**YOUR OBJECTIVE:** Please find the lines in the entries below that contain the word "import", and copy each one.

**INPUT DATA:**
◆ ◆ ◆ ◆
PR #123, opened 2020-09-18
Modify Strehlow & Cook to have heterogeneous units

kroenlein:
To improve the value of Strehlow and Cook in a test context, this arbitrarily maps all band gaps with an uncertainty statement into units of attojoules.  Thus, two different units are present in the resultant corpus for the same property.

### DIFF
--- a/gemd/demo/strehlow_and_cook.py
+++ b/gemd/demo/strehlow_and_cook.py
@@ -28,6 +28,7 @@ from gemd.entity.bounds.real_bounds import RealBounds
 
 from gemd.enumeration.origin import Origin
 
+from gemd.units import convert_units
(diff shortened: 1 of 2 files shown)


maxhutch (commented):
Do we want to only do this for some of them so that the dataset has mixed units?

kroenlein:
> Do we want to only do this for some of them so that the dataset has mixed units?

This does yield mixed units -- not all band gaps have uncertainties.

maxhutch:
> This does yield mixed units -- not all band gaps have uncertainties.

Ahh, I didn't catch that.  Great!

maxhutch (approved):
◆ ◆ ◆ ◆
**YOUR RESPONSE:**
@@ -28,6 +28,7 @@ from gemd.entity.bounds.real_bounds import RealBounds
 from gemd.enumeration.origin import Origin
+from gemd.units import convert_units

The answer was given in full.